====== WORKING DATA

PR #1424, opened 2021-04-28
kotlin: add cancel stream test and fix custom yaml path

buildbreaker:
Adding a cancel stream test to mirror swift's cancel stream test: https://github.com/envoyproxy/envoy-mobile/blob/102b40d0da174200b4308a2677f6788a1df2a0aa/test/swift/integration/CancelStreamTest.swift

Found that the custom yaml configuration also has a bug in it where it does not appropriately register platform and native filters when a custom yaml is used. Luckily this is the first usage of the custom yaml. The JNI structure is different from the objective-c structure but I think I was able to mimic it as close as possible by just requiring an `EnvoyConfiguration`.

The API changes are here: https://github.com/envoyproxy/envoy-mobile/pull/1424/files#diff-c4d0f50e81c31efc078d029708e09a001ea3e466c6b38141c027fad21c6b70abR30-R34

Description: kotlin: add cancel stream test and fix custom yaml path
Risk Level: low
Testing: integration test
Docs Changes: n/a
Release Notes: n/a
[Optional Fixes #Issue]
[Optional Deprecated:]


library/java/io/envoyproxy/envoymobile/engine/EnvoyEngineImpl.java
```diff
@@ -55,13 +55,23 @@ public void terminate() {
    * @return A status indicating if the action was successful.
    */
   @Override
-  public int runWithConfig(String configurationYAML, String logLevel) {
-    try {
-      return JniLibrary.runEngine(this.engineHandle, configurationYAML, logLevel);
-    } catch (Throwable throwable) {
-      // TODO: Need to have a way to log the exception somewhere.
-      return ENVOY_FAILURE;
+  public int runWithConfig(EnvoyConfiguration envoyConfiguration, String configurationYAML,
```
carloseltuerto, line 58: nit: please update the the above javadoc. 

Also the configurationYAML parameter can now have arguments substituted. Was not the case before.

buildbreaker: let me update with a blurb on the java docs

library/java/io/envoyproxy/envoymobile/engine/EnvoyEngineImpl.java
```diff
@@ -50,18 +50,31 @@ public void terminate() {
...
```
junr03, line 61: Do we care about not exposing a way to run with a resolved yaml file and no configuration object?

test/kotlin/integration/CancelStreamTest.kt
```diff
@@ -0,0 +1,155 @@
...
+  }
+
+  @Test
+  fun `cancel stream calls onCancel callback`() {
+    val engine = EngineBuilder(Custom(config))
+      .addPlatformFilter(
+        name = "cancel_validation_filter",
+        factory = { CancelValidationFilter(filterExpectation) }
+      )
+      .setOnEngineRunning {}
```
junr03, line 127: this is strange. I will look into this. I'd rather us not have this mystery.

test/kotlin/integration/CancelStreamTest.kt
```diff
@@ -0,0 +1,155 @@
...
+
+    client.newStreamPrototype()
+      .setOnCancel {
+        runExpectation.countDown()
+      }
+      .start(Executors.newSingleThreadExecutor())
+      .sendHeaders(requestHeaders, false)
+      .cancel()
+
+    engine.terminate()
```
junr03, line 149: ? How come we are terminating before the expectations are fulfilled?

test/kotlin/integration/CancelStreamTest.kt
buildbreaker: Let me add an issue: https://github.com/envoyproxy/envoy-mobile/issues/1429

test/kotlin/integration/CancelStreamTest.kt
buildbreaker: Let me change it to be after the expectation awaits

library/java/io/envoyproxy/envoymobile/engine/EnvoyEngineImpl.java
buildbreaker: We're currently not exposing this functionality to the Kotlin consumers. As the API design, the `EngineBuilder` manages the `EnvoyConfiguration` detail internally

goaway: Generally, I think this is fine; nothing stops someone from providing resolved yaml and not bothering to configure anything via the builder. That said, I'm curious - why not mirror the iOS API directly?

junr03: Yeah, I was mostly wondering about parity.

buildbreaker: Doesn't this mirror https://github.com/envoyproxy/envoy-mobile/blob/3a2fdb74d67f7ccc60e5fd8bd34aa2ae47e72003/library/objective-c/EnvoyEngineImpl.m#L454-L456? --  I can change the method name and signature to better reflect that.

junr03: I meant in the absence of running with a resolved yaml and no config object. Or do we not expose that in iOS?

test/kotlin/integration/CancelStreamTest.kt
junr03: thanks!

library/java/io/envoyproxy/envoymobile/engine/EnvoyEngineImpl.java
junr03: like: https://github.com/envoyproxy/envoy-mobile/blob/3a2fdb74d67f7ccc60e5fd8bd34aa2ae47e72003/library/objective-c/EnvoyEngineImpl.m#L474

buildbreaker: If we're missing that method I can add it but I would prefer to keep this PR as purely just to make things works for the test

junr03: sg, can you open an issue?

junr03 (dismissed):
lgtm, pending issue for missing method, and main merge. Thanks @buildbreaker! More tests, more better :)

library/java/io/envoyproxy/envoymobile/engine/EnvoyEngineImpl.java
buildbreaker: This is actually what we have now https://github.com/envoyproxy/envoy-mobile/blob/3a2fdb74d67f7ccc60e5fd8bd34aa2ae47e72003/library/objective-c/EnvoyEngine.h#L312-L331

goaway (approved):
Looks great, nice job @buildbreaker!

============

A copy of each line above that holds the word "logLevel" is the expected answer.

* EXERCISE ANSWER:
-  public int runWithConfig(String configurationYAML, String logLevel) {
-      return JniLibrary.runEngine(this.engineHandle, configurationYAML, logLevel);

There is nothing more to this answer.